No, do not suppose that.  After all, strings are immutable in Java as
well, and nobody talks about _them_ being inefficient.  (Except me,
but that's another story, and it's not related to mutability.)

In a Unicode world, there are very very very few cases where it makes
sense to change part of a string other than by
  taking a substring
  concatenating with other strings
  applying a regular expression rewrite (like the 's/old/new/' command
  in Vi(m)).

There are three representations of strings commonly used in Erlang,
and they have different tradeoffs.

(1) Linked lists of character codes.
    "abc" is the same thing as [97,98,99].

    These are simple to process from left to right.
    Dropping the first D characters takes O(D) time (Java: O(1)).
    Taking the first T characters takes O(T) time (Java: O(1)).
    Concatenating length M with length N takes O(M) time (Java: O(M+N)).

    The problem is SPACE.  Each character requires one machine word for
    the character code and another to point to the rest of the list.
    So a string of N characters requires 8N bytes in a 32-bit
    environment, or 16N bytes in a 64-bit environment.  C using UTF-8
    would probably take about 1.1N bytes for the kind of stuff I see
    these days; Java would take 2N.  Of course, to handle full Unicode
    without the kind of contortions Java requires, you'd need 4N bytes
    anyway, so 8N doesn't look as bad as it did when everyone either
    rejoiced in ASCII (or EBCDIC) or cursed its foreign limitations.

(2) Historically, people used "iolists" as strings.
    It has now been clarified that "iolists" are sequences of BYTES,
    not sequences of CHARACTERS.

    iolist --> [] | [byte | iolist] | [iolist | iolist].

    Nothing stops us using essentially the same data structure for
    characters, we just have to realise that what we get is not an
    iolist any more and built-ins that expect an iolist won't be
    happy with it.  That need not be a problem.

    fclist --> [] | [codepoint | fclist] | [fclist | fclist]

    These are slightly trickier to process from left to right, but
    only *slightly*.

    Selecting substrings is not particularly pleasant, and I cannot
    make it happen without turning over some garbage.

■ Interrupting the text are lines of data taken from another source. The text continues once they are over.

PR #468, opened 2022-06-08
Use 0.01 increment for channel sliders

### LINKED ISSUE #467: Fractional LUT range entries for float pixel values
For images with floating point pixel values, the iviewer allows one to enter fractional values for LUT min and max. Sometimes those ranges are small fractions. For example, MMP12 (Magenta) in this screenshot ranges from 0 to 0.6.

Screen Shot 2022-06-03 at 3 21 40 PM

The Omero figure interface does not properly check for floating point pixel values. Min and max accept only integer values (no decimal point). For small fractional values, the LUT display range in OMERO-figure is unable to cope.

Screen Shot 2022-06-03 at 3 21 20 PM

This image was taken with an Akoya PhenoImager. Their spectral unmixing produces float pixels.

will-moore:
Fixes #467.

 To test - see https://merge-ci.openmicroscopy.org/web/figure/file/95252 for example figure and images (user-3)

- Channel sliders should now have an increment of `0.01` allowing greater control, particularly with floating-point images with small ranges
- When you type values into the start/end input fields, they are no-longer forced to be Integers:

Screenshot 2022-06-10 at 10 59 33

### DIFF
--- a/src/js/views/channel_slider_view.js
+++ b/src/js/views/channel_slider_view.js
@@ -282,6 +282,7 @@ var ChannelSliderView = Backbone.View.extend({
                     range: true,
                     min: min,
                     max: max,
+                    step: 0.01,
                     values: [startAvg, endAvg],
                     slide: function(event, ui) {
                         $('.ch_start input', $div).val(ui.values[0]);
--- a/src/js/views/channel_slider_view.js
+++ b/src/js/views/channel_slider_view.js
@@ -1,4 +1,7 @@
 
+const SLIDER_INCR_CUTOFF = 100;
+// If the max value of a slider is below this, use smaller slider increments
+
 var ChannelSliderView = Backbone.View.extend({
 
     template: JST["src/templates/channel_slider_template.html"],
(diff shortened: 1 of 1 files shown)


dominikl:
It works. But a downside is that it also applies to int type images.

will-moore:
Since we don't store pixel-type info for images in figure, I've used the maximum pixel value of the range slider to determine if the slider increments should be small `0.01` or integers. The current threshold is 100. Below this we use `0.01` for slider increment.
I think this mostly behaves OK. It means you can have different behaviour for different channels of an Image, but if one channel is quite dark, that's probably OK.

jburel:
@will-moore is it possible to make the textbox a bit bigger to avoid the truncation?

will-moore:
@jburel When are you seeing this truncation? I can't reproduce, since we only allow non-integer values in the text boxes if the max intensity is less than 100, and then it's formatted to 2 decimal places, so a max of 4 characters, which looks OK:

Screenshot 2022-07-01 at 13 44 18

will-moore:
In discussion with @jburel, the truncation he was seeing was in the first screenshot above, *before* https://github.com/ome/omero-figure/pull/468/commits/5f0bf0f798687e69108dabb4b66d95c857b14f06 added the formatting of those text inputs. So I think this is good to merge?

    Where these things shine is concatenation, which is O(1).
    The way to use them is to build up a complex string by concatenating
    all the pieces, then flattening it at the end.  This is, if you will,
    the Erlang analogue of Java's StringBuilder.  (Analogue, NOT homologue!)
    Dropping the first D characters and then taking the next T
    costs 

(3) Binaries.
    <<"abc">> is the same as <<97,98,99>>.  A binary is a packed immutable
    array of bytes.  (Well, it can be thought of as a bit string these days,
    but "bytes" are all we need for strings.)

    Binaries are very close to Java strings, except for usually taking less
    space.  They can be sliced in constant time.  They don't support fast
    concatenation, but then you can build up a list of binaries and
    concatenate them at the end.

In all three cases, the data structure itself does not keep track of what the
encoding is.  (And of course, neither do Java or C#.)

> 
> Can you please supply me with the sources to read or examples and
> hints about strings performance in Erlang.

It is all completely obvious once you know what the data structure is.
Simple one-way linked lists of character codes,
or (references to slices of) packed arrays of bytes.